PR #2041, opened 2025-08-24
Gives a GUI to the packmode switcher in monilabs

Apoptosis847639:
Do not merge this until my PR in MoniLabs gets merged and this PR will have a commit updating monilabs.


Apoptosis847639:
even with the new MoniLabs I want to work on giving the UI a background and overall refining it so yeah this is staying as a draft.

===

_Task to complete_: Please copy every line in the entries where "this" appears.

_Answer box_:
Do not merge this until my PR in MoniLabs gets merged and this PR will have a commit updating monilabs.
even with the new MoniLabs I want to work on giving the UI a background and overall refining it so yeah this is staying as a draft.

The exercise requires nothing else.